Porém, o culto à voz, em alguns casos tomou um rumo inesperado. Na Itália e grande parte da Europa, difundiu-se um procedimento bárbaro. Para impedir que os cantores mudassem de voz, os jovens eram castrado. A castração antes da puberdade (ou na sua fase inicial) impede a liberação para a corrente sanguínea das hormônios sexuais produzidas pelos testículos, que provocam o crescimento normal da laringe masculina (para o dobro do comprimento) entre outras características sexuais secundárias, como o crescimento da barba e a mudança de voz.
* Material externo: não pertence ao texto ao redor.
PR #3833, opened 2024-08-30
refactor: plot utils and colors

thatlittleboy:
## Overview

Just some tidying up before I start work proper on the overhaul of the `partial_dependence_plot` plotting function (as part of the visualization overhaul).

Changes:

* Add some type hints to the `colors` module
* Migrate the recently added `LimitSpec` type and `_parse_limit` helper functions (added in #3811) to the `shap/plots/_utils.py` module. (Discussion below)
* Renamed the `LimitSpec` -> `AxisLimitSpec`, and `_parse_limit` -> `parse_axis_limit` (only because it is now in the utils module instead of only in `_scatter.py`, and this naming makes it clearer what these are used for).
* Made the `is_shap_axis` parameter a kw-only. Discussion for why is in the previous [PR review](https://github.com/shap/shap/pull/3811#discussion_r1729783962).

## Discussion

I'm proposing to migrate the recently added `LimitSpec` type and `_parse_limit` helper functions (added in #3811) to the `shap/plots/_utils.py` module. Reason is because the same functionality is also used in `partial_dependence_plot`, so thought we could refactor this out into the general utils module. (ps: I'll work on the pdp overhaul next, just wanted to get this out of the way)

In light of this, I've renamed the 2 objects, & added some docstrings. To be kinder to our future selfs :)

@connortann let me know what you think since these 2 were introduced by you. Open for discussion, because FWIW: I didn't see similar parsing axis-limit functionality being required in other plotting functions (but I only glanced briefly), so I guess it would also be okay duplicating the functions in `_scatter.py` and `_partial_dependence.py` respectively.

### DIFF
--- a/shap/plots/_utils.py
+++ b/shap/plots/_utils.py
@@ -1,6 +1,6 @@
 from __future__ import annotations
 
-from typing import TYPE_CHECKING, Literal, overload
+from typing import TYPE_CHECKING, Literal, Union, overload
 
 import matplotlib.pyplot as plt
 import numpy as np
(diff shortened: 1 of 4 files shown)


shap/plots/_utils.py
```diff
@@ -1,19 +1,32 @@
...
 from . import colors
 
+if TYPE_CHECKING:
+    from matplotlib.colors import Colormap
+
+
+@overload
+def convert_color(color: Literal["shap_red", "shap_blue"]) -> np.ndarray: ...
+@overload
+def convert_color(color: str) -> np.ndarray | str | Colormap: ...
```
connortann: Nit:  I feel that the `@overload` decorator is quite advanced python, and quite verbose, so we should be judicious in choosing where to use it. 

In this case I feel the different overloads are essentially very similar so I would question whether the type narrowing adds much benefit - the return object will be used in exactly the same way in each case.

shap/plots/_utils.py
```diff
@@ -226,3 +239,40 @@ def sort_inds(partition_tree, leaf_values, pos=None, inds=None):
...
+        Can be in "percentile(float)" format, a float or an :class:`.Explanation` object that has been aggregated
+        into a single value, e.g. ``explanation[:, "feature_name"].percentile(20)``.
+
+    ax_values : np.ndarray
+        The values represented by the axis in question. Usually the SHAP values or the feature values. Only used if
+        ``ax_limit`` is a string of the "percentile(float)" form.
+
+    is_shap_axis : bool
+        Whether the ``ax_limit`` is describing the axis representing SHAP values, or not. Only relevant when
+        ``ax_limit`` is an :class:`.Explanation` object. It is assumed that when False, the axis is representing
```
connortann, line 260: Nit: as this function is for internal use only, there probably not any benefit in RST-style hyperlinks as they will never be rendered in Sphinx.

connortann (approved):
A few optional nitpick suggestions (all of which are you to you), and otherwise LGTM! Yeah, I agree it makes sense to refactor those helper functions to a shared module.

shap/plots/_utils.py
```diff
@@ -226,3 +239,40 @@ def sort_inds(partition_tree, leaf_values, pos=None, inds=None):
     sort_inds(partition_tree, leaf_values, right, inds)
 
     return inds
+
+
+# Various ways to specify a desired axis limit in plots
+AxisLimitSpec = Union[Explanation, str, float, None]
```
connortann: Nit: Now that we have `typing_extensions` as a dependency, we could use `TypeAlias` here to make it explicit that this is an Alias and not a regular variable assignment.

```suggestion
AxisLimitSpec: TypeAlias = Union[Explanation, str, float, None]
```

shap/plots/_utils.py
thatlittleboy: Sure, I'll remove it.

shap/plots/_utils.py
thatlittleboy: I see what you mean. Though I rather we maintain a consistent docstyle format throughout. I don't think readability is affected that much (after all, for public API docstrings we've gotten used to reading these markup in the source code).

PR #4641, opened 2026-04-17
  fix(Explanation): feature_names corrupted when slicing by output name string

### LINKED ISSUE #4633: BUG: feature_names assigned wrong value in Explanation.__getitem__ when slicing by output name string
### Issue Description

When slicing a multi-output Explanation object by an output name string (e.g. shap_values["positive"]), the resulting Explanation has its feature_names silently replaced with the raw sample data array instead of the original feature names.                                       
  
### Root Cause                                                                                                                                  
                                                            
  In shap/_explanation.py at line 370, the Explanation constructor is called with:

  ```python
feature_names=np.array(new_data),
```  
  new_data is the list of per-sample input data values, not feature names. The correct value is self.feature_names.                           
                                                                                                                                                                                                                                                                                       
  
 #### Impact                                                                                                                                      
                                                            
  - All plots (beeswarm, bar, waterfall, force) produce wrong or garbled axis labels for multi-output models (e.g. multi-class classifiers,   
  text-generation token-level SHAP).
  - Silently corrupts results — no exception is raised, making it hard to detect. 

```python
import numpy as np                                                                                                                          
  import shap                                               

  rs = np.random.RandomState(0)
  feature_names = ["f0", "f1", "f2", "f3"]
  output_names = [["pos", "neg"]] * 3
                                                                                                                                              
  exp = shap.Explanation(
      values=[rs.rand(4, 2) for _ in range(3)],                                                                                               
      base_values=[rs.rand(2) for _ in range(3)],           
      data=[rs.rand(4) for _ in range(3)],                                                                                                    
      feature_names=feature_names,
      output_names=output_names,                                                                                                              
  )                                                         

  sliced = exp["pos"]
  print(sliced.feature_names)  # prints raw data arrays, not ["f0","f1","f2","f3"]
```

### Expected Behavior
  sliced.feature_names should equal ["f0", "f1", "f2", "f3"].                                                                                 
  
### Actual Behavior  

 sliced.feature_names contains raw numerical data arrays (the contents of new_data), making every downstream plot label incorrect or crash.  

### Bug report checklist

### Installed Versions

 0.1.dev2960

ritankarsaha:
## Overview

Closes #4633 

- **Bug:** `Explanation.__getitem__`  assigned `feature_names=np.array(new_data)` — the raw sample data — instead of
    `feature_names=self.feature_names` when slicing a multi-output `Explanation` by an output name string.
  - **Impact:** Every downstream plot (`beeswarm`, `bar`, `waterfall`, etc.) for multi-output or text-generation models received corrupted, meaningless feature names, silently producing wrong axis labels.
  - **Fix:** One-line change: replace `np.array(new_data)` with `self.feature_names`.
  - **Test:** Added `test_feature_names_preserved_when_slicing_by_output_name` in `tests/test_explanation.py` to prevent regression.

## Checklist


ritankarsaha:
Hey @CloseChoice made fixes for this issue properly, can you take a look and let me know if anything is needed to be modified or not. 
Thanks !!

DashratRajpurohit:
Great to see a fix for the feature_names assignment!

While testing this locally with a few more edge cases, I noticed two related issues in this same block that might be worth addressing here to make the fix more robust:

1. **NoneType Check**: If `base_values` is None (which happens with some model types), line 362 will still raise a TypeError because it tries to index into a None object. Adding a if `self.base_values is not None`: check would prevent this.

2. **Logic Flow**: The method currently continues down to line 422, where it calls `__getitem__` again on the already-sliced new_self. This "double-slicing" is what causes the IndexError mentioned in the related issues, since the dimensions have already been reduced by the manual workaround.

Adding a return new_self at the end of these workaround blocks (around line 380 and 406) would solve the redundant slicing issue. What do you think?

PR #4653, opened 2026-04-18
Enhance backward compatibility in render method,  Fix React root handling and improve render safety for SHAP visualizers

Aman-00007:
- Added safety check to handle null or undefined container in render method
- Implemented root caching using a Map to prevent multiple React roots per container
- Improved stability and performance by ensuring a single root instance is reused
- Maintained backward compatibility with legacy ReactDom.render API
- Ensured compatibility with React 18 createRoot API

These changes make the rendering logic more robust and prevent potential crashes or unexpected behavior during repeated renders.

### DIFF
--- a/javascript/index.jsx
+++ b/javascript/index.jsx
@@ -6,17 +6,33 @@ import {
   AdditiveForceArrayVisualizer
 } from "./visualizers";
 
-// Save some globals for the inline scripts to access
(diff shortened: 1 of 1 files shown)


Aman-00007:
Fix root reuse, add null check, and improve React 18 render handling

A prática de castração de jovens cantores (ou castratismo) teve início no século XVI, tendo surgido devido à necessidade de vozes agudas nos coros das igrejas da Europa Ocidental, já que a Igreja Católica Romana não aceitava mulheres no coro das igrejas. No fim da década de 1550, o duque de Ferrara tinha um castrati no coro da sua capela. Está documentada a sua existência no coro da igreja de Munique a partir de 1574 e no coro da Capela Sistina a partir de 1599. Na bula papal de 1589, o papa Sisto V aprovou formalmente o recrutamento de castratis para o coro da Igreja de S. Pedro. Na ópera, esta prática atingiu o seu auge nos séculos XVII e XVIII. O papel do herói era muitas vezes escrito para o castrati, como por exemplo nas óperas de Handel. Nos dias de hoje, esses papéis são frequentemente desempenhados por cantoras ou por contratenores. Todavia, a parte composta para os castratsi de algumas óperas barrocas é de execução tão complexa e difícil que é quase impossível cantá-la.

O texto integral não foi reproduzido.